* [To do]: Only lines holding the word "displayed" are wanted. Copy them from the listing below.

* [Provided entries]:
Issue #175, opened 2012-05-14
Add panel with events from culture.si


mitar:
Add panel with events from [culture.si](http://www.culture.si/). Add locations of those events to Google Maps panel (#173).

Define a background task to fetch regularly this data for all nodes (their locations) in the network.

If needed, work together with them to define a suitable API.

agiz:
How accurate should this be? Is it ok to mark the city? If this is too wide can you provide an idea of locating "Kino Partizan" for example.

mitar:
No. It is far from OK to mark the city. We need direct geo location of the venue.

And they have location displayed on the map, so they do have this information.

You should write to them.

agiz:
They have some, but not all or maybe I am not seeing something. http://www.culture.si/en/Bled_Castle has location, http://www.culture.si/en/Klub_Zakon does not.

mitar:
We will ignore those who do not have location. It should be in owner's interest to update its entry on culture.si.

agiz:
There are literary no locations for any event listed in http://www.culture.si/en/Culture.si:Events. http://www.culture.si/en/Cankarjev_dom_Gallery is one rare exception. I do not know what to do here...

mitar:
You have two options:
- you ignore those events for which venues are not known
- or you do reverse geocoding for as a fallback for those unknown venues from their address, Google has such an API, but we years ago when I was playing with it was not so good (got only the street right, the number was like mostly ignored), maybe it is better now

I see that they have updated [their API](https://developers.google.com/maps/documentation/geocoding/). Maybe you can play a bit with it and see if you can get from the result how precise it. Maybe we can try to do reverse geocoding and if the result is precise enough, we use it. Otherwise we ignore the venue.

(There is a third approach, which is a semi-commercial Slovenian database, which we could might "lend" to run through all addresses once and store that for later. Only new venues would then have problems.)

agiz:
Almost all events fall under first option. We are left with options two and three. I think the third option will work best.

mitar:
Please first try how good Google API is.

mitar:
(We could always have it as a fallback from third option for new venues.)

agiz:
I will, but this is another issue then, no? Reverse geocoding might be used in other issues as well.

mitar:
You can do it here. And if there will be later on some other use too, we can extract it out.

mitar:
[...]

PR #193, opened 2012-05-25
Issue 175 rev1 (team 4)

agiz:
- Events from culture.si
- reverse geo api

For issue: #175

I am using bits from #171


mitar:

Didn't we say that we will be accessing external data sources using background tasks and not from client?

agiz:
Umm.. There was a discusion but we have not come to the conclusion. Plus that will depend on the nature of an API. If it can be accessed by client, there is no need in using our server's cycles. And you do not have to comment this at 3:00 am :) No need to rush, I can wait and I am always on stand-by haha :P

mitar:
I think we decided that we will have a fixed set of locations (our nodes) and prefetch data regularly for them. Because also for clients not connected to our portal through our wireless nodes, we will pretend they are close to some existing node.

agiz:
I do not understand how this changes anything. I am strongly against server prefetching where it is not necessary. As a top contributor I believe I have the right to my own opinion especially now that I have already made the whole API the way it is, including reverse geolocation that will be impossible to do on server side (will promptly overcome the limits). Do with this pull request whatever you like. Also no hard feelings :)

mitar:

mitar:
Of course you have right to your opinion! I also have right to my opinion about your final mark! No hard feelings. ;-)

mitar:
OK, seriously. I do not see any other way than doing it on the server. If venues are missing their geolocation, you have to map all missing geolocation venues' addresses to their geolocation. And if you do this on client and on server, there is same number of requests. But on the server you can do this with different databases, slower, with delays ... Also once you do this, search is much easier (get me all venues 100m around the node).

Also, on server side we can do much better reverse geolocation, because we can also use other services to do that.

Furthermore, we want to support search over all content on the webpage. If we prefetch this data, we can also much easier search over it.

I really do not see a reason for not prefetching it. See prefetching as a caching proxy to their API, where we also clean a bit data, and improve it. If we will have millions of users, do you want that poor their API falls apart because of us?

mitar:
Anything new here? Please update from main repository, too.

Issue #147, opened 2012-04-21
Give user an option to select between Facebook and Gravatar picture


mitar:
When linking will be possible (#76), we should add to option for users to select which user picture they want displayed: Gravatar or Facebook. If user first registered through Facebook, the default should be Facebook, if user first registered directly, then after linking default should change to Facebook if user does not have a Gravatar picture. (Is there a way to test this?)

Blocked by: #76

mitar:
Authentication has moved to separate package, so this should be implemented there: https://github.com/mitar/django-mongo-auth/issues/6

Issue #137, opened 2012-04-19
Keep translations updated


mitar:
Keep translations updated.

Issue #76, opened 2012-03-21
Linking users between Facebook and our registration


mitar:
Users should be able to link accounts registered directly with Facebook (and other authentication backends), so that they can login in any way and get the same account.

mitar:
Authentication has moved to separate package, so this should be implemented there: https://github.com/mitar/django-mongo-auth/issues/5

Issue #69, opened 2012-03-21
Implement django-lazyuser for MongoDB


mitar:
Implement something like django-lazyuser for MongoDB. So that also temporary users would be in MongoDB. Because we are implementing now everything ourselves, we can use only one user model/object with all needed fields.

I would just change decorator django-lazyuser users into additional middleware which would in practice be very similar, but would automatically be applied to all requests (which is I believe what we want).

aljana:
Is it allowed to use some code from django-lazysignup or it must be written from start? I'm not planning to do this (most probably), just curious. :)

mitar:
Oh, good to mention. I have to fix this ticket's description first. I don't believe that the way proposed above is the best anymore. :-)

mitar:
OK, changed description. Now to the answer: you will have to write your own because to many things are different. For example, we can use the same user object, just add a flag (in any case it would be good to add two flags: `is_registered` and `is_email_verified`, currently we do not have any e-mail address verification).

mitar:
You can look at django-lazysignup, but please write your own, because of the licenses issues. We could use their code because it is BSD licensed, but then we will have to add some text to our license that our code incorporates code from them under such and such conditions. We can do that, if really necessary, but try without. :-) If you do, then please [read this](https://www.softwarefreedom.org/resources/2007/gpl-non-gpl-collaboration.html) and accordingly update our `LICENSE` file in a pull request. (We do not use license headers in the code.)

domenkozar:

* [Solution]:
And they have location displayed on the map, so they do have this information.
When linking will be possible (#76), we should add to option for users to select which user picture they want displayed: Gravatar or Facebook. If user first registered through Facebook, the default should be Facebook, if user first registered directly, then after linking default should change to Facebook if user does not have a Gravatar picture. (Is there a way to test this?)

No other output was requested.